In the example of stress, the transcription factor that causes inflammation has a fancy name: Nuclear Factor Kappa B (NF-kB). Incidentally, scientists are also very interested in the NF-kB when it comes to understanding how mindfulness, yoga and other MBIs can decrease inflammation, and possibly reduce the risk of certain diseases
So, now, we are beginning to draw the map that depicts the relationship between psychological adversities, gene expression and disease risk, and pinpoint exactly where mindfulness practices are working to alleviate our mental and physical symptoms
Stress and inflammation are actually adaptive processes that have evolved to protect us from threatening or challenging events. When stress is very severe, or when it never stops and we don’t have good coping mechanisms, it becomes a health risk. Chronic stress not only affects our brain by altering connectivity and function, but also affects us on a genetic level. Scientists call this genetic change CTRA (conserved transcriptional response to adversity), which is another fancy way of describing “the inability to recover from a stressful event because it was too prolonged or too intense, and has now led to chronic inflammation.”
CTRA is commonly observed in people exposed to different types of adversaries, such as bereavement, cancer diagnosis, trauma, and even low socioeconomic status. CTRA causes chronic inflammation, which increases the risk for some types of cancer, neurodegenerative diseases, asthma, arthritis, cardiovascular diseases and psychiatric disorders (e.g. depression, PTSD). CTRA also lowers the body’s antiviral and antibody-related functions, and increases susceptibility to some viral infections. In sum, when we add chronic stress and inflammation together, there is a high risk of inflammation-related disease, infection, accelerated biological aging and early mortality.

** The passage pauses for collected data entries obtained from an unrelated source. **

Issue #2880, opened 2019-06-03
Group settings scanner gives violation even though all the settings match.


red2k18:
Below is the rule file config and group settings provided by the user.

rules:
  - name: All groups with iam policies should have all of these settings
    mode: whitelist
    only_iam_groups: True
    groups_emails:
      - '*'
    settings:
      #allowExternalMembers: True
      whoCanJoin: "INVITED_CAN_JOIN"
      whoCanInvite: "ALL_MANAGERS_CAN_INVITE"
      whoCanAdd: "ALL_MANAGERS_CAN_ADD"
      allowExternalMembers: False
      #whoCanLeaveGroup: "ALL_MANAGERS_CAN_LEAVE"\

red2k18:
<?xml version="1.0" encoding="UTF-8"?>
<entry xmlns="http://www.w3.org/2005/Atom" xmlns:apps="http://schemas.google.com/apps/2006" xmlns:gd="http://schemas.google.com/g/2005">
 <id>tag:googleapis.com,2010:apps:groupssettings:GROUP:it@domain.com</id>
 <title>Groups Resource Entry</title>
 <content type="text">IT</content>
 <author>
  <name>Google</name>
 </author>
 <apps:email>it@domain.com</apps:email>
 <apps:name>IT</apps:name>
 <apps:description/>
 <apps:whoCanJoin>INVITED_CAN_JOIN</apps:whoCanJoin>
 <apps:whoCanViewMembership>ALL_MEMBERS_CAN_VIEW</apps:whoCanViewMembership>
 <apps:whoCanViewGroup>ALL_MEMBERS_CAN_VIEW</apps:whoCanViewGroup>
 <apps:whoCanInvite>ALL_MANAGERS_CAN_INVITE</apps:whoCanInvite>
 <apps:whoCanAdd>ALL_MANAGERS_CAN_ADD</apps:whoCanAdd>
 <apps:allowExternalMembers>false</apps:allowExternalMembers>
 <apps:whoCanPostMessage>ANYONE_CAN_POST</apps:whoCanPostMessage>
 <apps:allowWebPosting>true</apps:allowWebPosting>
 <apps:maxMessageBytes>26214400</apps:maxMessageBytes>
 <apps:isArchived>true</apps:isArchived>
 <apps:archiveOnly>false</apps:archiveOnly>
 <apps:messageModerationLevel>MODERATE_NONE</apps:messageModerationLevel>
[...]

PR #3237, opened 2019-09-26
Fix the Group Settings Type

gkowalski-google:
The GSuite API is returning the `allowExternalMembers` as a string: either `false` or `true`. Since this is not returned as a json boolean, the json.loads() method is not converting this to a Python boolean value. This means that all non-empty strings will be converted to True by the bool() method. This fix correctly converts these strings to a Python bool.

Addresses #2880

### DIFF
--- a/google/cloud/forseti/common/gcp_type/groups_settings.py
+++ b/google/cloud/forseti/common/gcp_type/groups_settings.py
@@ -44,7 +44,7 @@ class GroupsSettings(resource.Resource):
             whoCanViewMembership (str): Setting for who can view membership.
             whoCanViewGroup (str): Setting for who can view group.
             whoCanInvite (str): Setting for who can invite to group.
-            allowExternalMembers (str): Setting for are external members
+            allowExternalMembers (bool): Setting for are external members
             allowed.
             whoCanLeaveGroup (str): Setting for who can leave group.
         """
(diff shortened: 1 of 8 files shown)


google/cloud/forseti/common/gcp_type/groups_settings.py
```diff
@@ -79,5 +79,6 @@ def from_json(cls, email, settings):
             whoCanViewMembership=settings.get('whoCanViewMembership'),
             whoCanViewGroup=settings.get('whoCanViewGroup'),
             whoCanInvite=settings.get('whoCanInvite'),
-            allowExternalMembers=settings.get('allowExternalMembers'),
+            allowExternalMembers=str(
+                settings.get('allowExternalMembers', '')).lower() == 'true',
```
gkowalski-google: Main change of the PR.

hshin-g: Is there a reason this is converted to a string and compared to a string vs. left as bool and compared to bool?

gkowalski-google: `settings.get('allowExternalMembers', '')` is the response from the GSuite API, which returns this value as a string instead of a bool. For example `allowExternalMembers="true"`. I am converting the string to a string to future proof, in case of one day this is correctly returned as a bool.

hshin-g: Ok thanks for the explanation!

PR #3261, opened 2019-10-03
Fixing MySQL connection string for dev

kevensen:
By specifying mysql+pymysql://, SQLAlchemy will use the _PyMySQL_ driver.  By default SQLAlchemy uses _mysqlclient_.  Forseti uses PyMySQL with PR #3190.


kevensen:
This can go into 2.23

Issue #3217, opened 2019-09-19
Set password on MySQL root account


gkowalski-google:
- [ ] Investigate what parts of Forseti rely on the root account
  - [ ] rename the account from root to something that is not a default to brute force
- [ ] Update Terraform module to set root password
- [ ] Update Forseti to use root password (if needed)
---

### Story
The Forseti Terraform module [creates a root account with no password](https://github.com/forseti-security/terraform-google-forseti/blob/master/modules/cloudsql/main.tf#L98) (after [Terraform deletes the default root account](https://www.terraform.io/docs/providers/google/r/sql_database_instance.html)). This does not follow best practices and leaves the database in a potentially vulnerable state.

### Proposed Solution
Investigate if/what parts of Forseti rely on this root account. Update Terraform module and Forseti to support CloudSQL root account with a password.

### Acceptance Criteria
- [ ] GIVEN: a new project
WHEN: Forseti GCEis installed
THEN: the MySQL root user has a password
- [ ] GIVEN: an existing Forseti installation on GCE
WHEN: Forseti is upgraded via Terraform
THEN: the MySQL root user has a password

kevensen:
I think we need to solve https://github.com/forseti-security/terraform-google-forseti/issues/310 in the process of resolving this.

gkowalski-google:
Notes about why these changes got reverted. Please take the following into consideration.

**Issues**
1) User installs Forseti 2.24.0 with Terraform < 5.1.0: Forseti 2.24.0 will expect Terraform to pass in the Cloud SQL user/pass via environment variable. If this is not passed in (for example someone uses Terraform < 5.1.0), then Forseti will not be able to connect to Cloud SQL
2) User installs Forseti < 2.24.0 with Terraform >= 5.1.0: Terraform 5.1.0 sets a different Cloud SQL user and random password. Forseti < 2.24.0 will attempt to connect as root with no password, and will not be able to connect to Cloud SQL
3) Users who are connecting to the database will need to know how to get the username/password and update their processes/apps.
4) Investigate if Forseti Visualizer will be effected.

**Possible Solutions**
- Resolve #1 by updating Forseti to default to root and no password if none provided
- Resolve #2 by moving the initialize_forseti_services script to Terraform repo so that regardless which version of Forseti is deployed, the Terraform module would be in control of the VM metadata startup script. By doing so, we can configure the Cloud SQL proxy to work with user/password regardless of the version of Forseti deployed.

[...]

Issue #2802, opened 2019-05-10
don't use root as the cloudsql db user


nbards:
- [ 2.13, 2.14, 2.14.1, 2.15 ] Which version of Forseti Security you're using (look in `/home/ubuntu/forseti-security/google/cloud/forseti/init.py` on the client).
 - [ installer ] Which module(s) (inventory, scanner, enforcer, explain) you're having trouble with.
 - [ n/a ] Include errors, log output, and host operating system, including installed packages.
 - [ deployment manager ] Note how you deployed (via Deployment Manager, Terraform, local system, etc.).

Following reasonable industry practices, the mysql root user should not be used by applications for operational access.  It would be great if forseti used a non-root user with minimal necessary permissions, revoking un-needed and un-used rights per https://cloud.google.com/sql/docs/mysql/users

cybermerc:
There is a reason for the current setup documented here  https://github.com/forseti-security/forseti-security/issues/921

That being said, its a bit dated so going to look and see if this can be addressed now

gkowalski-google:
Resolved by #3217

PR #3266, opened 2019-10-03
Added db user and password in the connection string.

joecheuk:
Resolves: #3217 , #2802
Relates: #3321 
Relates: https://github.com/forseti-security/terraform-google-forseti/pull/291


kevensen:
@gkowalski-google Yeah, let's tackle that in another issue (or 2).
1. Terraform - Pass the user and password variables to the on_gke submodule.
2. Helm - Update the templates to utilize a username and password variable.

gkowalski-google:
> @gkowalski-google Yeah, let's tackle that in another issue (or 2).
> 
> 1. Terraform - Pass the user and password variables to the on_gke submodule.
> 2. Helm - Update the templates to utilize a username and password variable.

New issue: https://github.com/forseti-security/forseti-security/issues/3294

joecheuk:
@kevensen updated docker entry point, PTAL
@gkowalski-google I have done some investigation, using KMS here doesn't seem to provide any security benefits as if users can ssh to the VM, they can run gcloud command with the VM's elevated privilege to decrypt the password

gkowalski-google:
> @kevensen updated docker entry point, PTAL
> @gkowalski-google I have done some investigation, using KMS here doesn't seem to provide any security benefits as if users can ssh to the VM, they can run gcloud command with the VM's elevated privilege to decrypt the password

Thanks for evaluating that!

kevensen:
Attempt to reopen

Issue #3145, opened 2019-08-28
Triage impact related to CAI field name changes for sourceRange/sourceRanges


dekuhn:
- [ ] Please determine and open issues if there are changes required for Forseti CAI Inventory Image
- [ ] Please determine and open issues if there are changes required for Forseti Firewall and other scanners
- [ ] Please determine and open issues if there are changes required in the Policy Library

Hello Cloud Asset Inventory Customer,  We are writing to let you know that Cloud Asset Inventory is releasing some asset field name updates starting on September 10, 2019. Initially, both updated field names and existing names will be returned together. The previous naming of the re-named asset fields will no longer be returned in about 6 months. We suggest you review whether these field names are compatible with your tools to avoid possible service disruption.  What do I need to know?  We are making these name changes because in a number of Cloud Asset Inventory resources, some field names in the asset returned by Cloud Asset Inventory differ from their corresponding public APIs. Take the compute.googleapis.com/Firewall asset for example:                   Cloud Asset Inventory export result   firewalls.get API result       "sourceRange":["10.128.0.0/9"]}   "sourceRanges":["10.128.0.0/9"]}       In order to be consistent with each service’s public API format, we are updating those inconsistent field names. You can review the mapping table for more information.  We are making this change in phases so you will have time to adjust to the updated field names:  Phase 1  From September 10, 2019, we will be adding the updated field names alongside with existing fields. The content of the fields is identical to the current ones, only field names will be modified. We expect this change to be backwards compatible for all our customers.  Phase 2  We will remove the fields with deprecated names in about 6 months, we will send you another notification to remind you of the deprecation.  What do I need to do?  Although we are expecting the asset field names change to be backwards compatible with all our customers, please review the list of updated asset field names.  If you have any current data processing with dependencies on any field names to be updated, you should update these fields as soon as possible to avoid possible service disruption.  If you have any questions or require assistance, please reply to this email to contact Google Cloud Support.  Thank you for being a valued Cloud Asset Inventory customer. 

Cloud Asset Inventory export result | firewalls.get API result | "sourceRange":["10.128.0.0/9"]} | "sourceRanges":["10.128.0.0/9"]}
  
Cloud Asset Inventory export result | firewalls.get API result
"sourceRange":["10.128.0.0/9"]} | "sourceRanges":["10.128.0.0/9"]}

gkowalski-google:
[...]

PR #3276, opened 2019-10-07
Remove custom mapping for CAI field name updates

gkowalski-google:
Removed the mapping for CAI resources from the old CAI field names to the API field names. Ran some tests to verify that the updated resources are showing up properly in the CAI export.

Addresses #3145


gkowalski-google:
> Sweet! Looks great overall. Can you confirm that you have manually tested this by running an inventory and check all the changed fields here are correct in Inventory?

Yes I verified the CAI export has the fields that the documentation mentions, and did ran a new inventory on our test org and verified the resources are being imported correctly.

PR #3277, opened 2019-10-08
Added Explain test for all members

red2k18:


integration_tests/tests/forseti/controls/explain.rb
```diff
@@ -32,6 +32,49 @@
...
+            it "should be visible from the command-line" do
+                expect(command("forseti explainer list_members").stdout).to match /projectviewer\/release-automate-silver/
+            end
+
+            it "should be visible from the command-line" do
+                expect(command("forseti explainer list_members").stdout).to match /projecteditor\/release-automate-silver/
+            end
+
+            it "should be visible from the command-line" do
+                expect(command("forseti explainer list_members").stdout).to match /serviceaccount\/84605163300-compute@developer.gserviceaccount.com"/
```
blueandgold: Is the service account here always in place for this test to pass?  i.e. if the env is purged and repopulated, will this service account still be present?

red2k18: Yes, below build verifies that statement.
https://travis-ci.org/forseti-security/forseti-security/jobs/596161769

PR #6369, opened 2024-09-09
Docs: Adding meshcentral server debug command

silversword411:


si458:
Great suggestion! Can u also add the fact its a FULL debug mode, so will spit everything out

And u can use `--debug amt,web` etc.. so only show certain debug messages?
Basically it's all the values from the servers trace panel

si458:
Sorry, I was talking about the web ui my server trace page when u click tracing and select what u want to look at!
These are all the debug values that's usable with the `--debug` option
Screenshot_20240909_212134_Firefox

But yes, it's also a good idea these should really be added to the `--help` option too!

Ylianst:
I am accept this and add more documentation.

Ylianst:
Done ([Link](https://github.com/Ylianst/MeshCentral/commit/2f34b7e83bdffece29c70b94135a27068615f069))

PR #6403, opened 2024-09-25
Fix/xss

HuFlungDu:
Did some fixes for possible XSS injections.

First: A filename could be constructed such that, when a user edits the file, it will execute a script. This was caused by the default page not doing HTML escape on some filenames.

Second: Fixed an injection possibility regarding query params. One could construct a URL like:

```https://localhost/meshagents?key="><script>alert(1)</script><a+```
Or, in tricky mode:
[Click here to pwn yourself](https://localhost/meshagents?key="><script>alert(1)</script><a+)

I added EncodeURIComponent for most uses of req.query in webserver.js, but I can't guarantee I got them all.


Ylianst:
I just looked at your PR and yes! This is essential. I am releasing a new version right away. Thank you soooo much!!!

Ylianst:
I see ` function cleanReqQuery(req, res) {}` in the PR, I will check. If not needed I will remove.

HuFlungDu:
Oh oops, you're right. I had originally intended on adding an express.use function to clean req.query, but I changed the implementation. Thought I had removed that. It definitely does not need to be there.

Issue #5433, opened 2023-10-16
Unable to connect error, Meshcentral Router...


granad2002:
**Describe your issue**
Hi guys, I am getting the following error when I try to connect to a Windows machine via RDP and Meshcentral Router:

![Unbenannt](https://github.com/Ylianst/MeshCentral/assets/81970211/945bc231-682c-4d13-82e0-cbf878e54905)

In syslog I am getting the following error:

```RangeError: Invalid WebSocket frame: MASK must be set
at Receiver.getInfo (.../node_modules/express-ws/node_modules/ws/lib/receiver.js:284:16)
at Receiver.startLoop (.../node_modules/express-ws/node_modules/ws/lib/receiver.js:131:22)
at Receiver._write (.../node_modules/express-ws/node_modules/ws/lib/receiver.js:78:10)
at writeOrBuffer (node:internal/streams/writable:389:12)
at _write (node:internal/streams/writable:330:10)
at Receiver.Writable.write (node:internal/streams/writable:334:10)
at Socket.socketOnData (.../node_modules/express-ws/node_modules/ws/lib/websocket.js:1162:35)
at Socket.emit (node:events:390:28)
at addChunk (node:internal/streams/readable:315:12)
at readableAddChunk (node:internal/streams/readable:289:9)
at Socket.Readable.push (node:internal/streams/readable:228:10)
at TCP.onStreamRead (node:internal/stream_base_commons:199:23) {
code: 'WS_ERR_EXPECTED_MASK',
[Symbol(status-code)]: 1002
```

It was working for years therefore I think it can be related to the newest version 1.1.13.

Does someone have an idea what the problem is?

Thanks in advance

**Server Software (please complete the following information):**
 - OS: Ubuntu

MBIs as regulators of healthy gene expression (or: meditation as a regulator of the regulators)
In the large meta-analysis mentioned above, where they looked at 18 different DNA studies to find the key link between meditation practices and changes in gene expression, they found exactly this: a consistent and persisting result whereby 81% of the studies found that MBIs can reduce the levels of NFKB, therefore reversing the effects of gene expression of inflammation caused by chronic stress. MBIs in these studies included mindfulness, yoga, Tai Chi, Qigong, relaxation response and breath regulation. Some of these practices were physical and others sedentary. The studies also used different experimental designs, targeted different age-groups as well as different populations (including patients with irritable bowel syndrome, late-life insomnia, breast cancer or fatigue, and caregivers of Alzheimer’s or dementia patients).
So, now, we are beginning to draw the map that depicts the relationship between psychological adversities, gene expression and disease risk, and pinpoint exactly where mindfulness practices are working to alleviate our mental and physical symptoms—on an emotional and feeling level, on a brain and cognitive level, and on a genetic, molecular and immune system level.
As our wealth of psychological and biological knowledge about mindfulness practices increase, these help us understand the mechanisms at work. With time and practice we may become more attuned to the needs of our physical and mental wellbeing, and trusting that these practices can offer benefit in a deep way, down to the level of our DNA.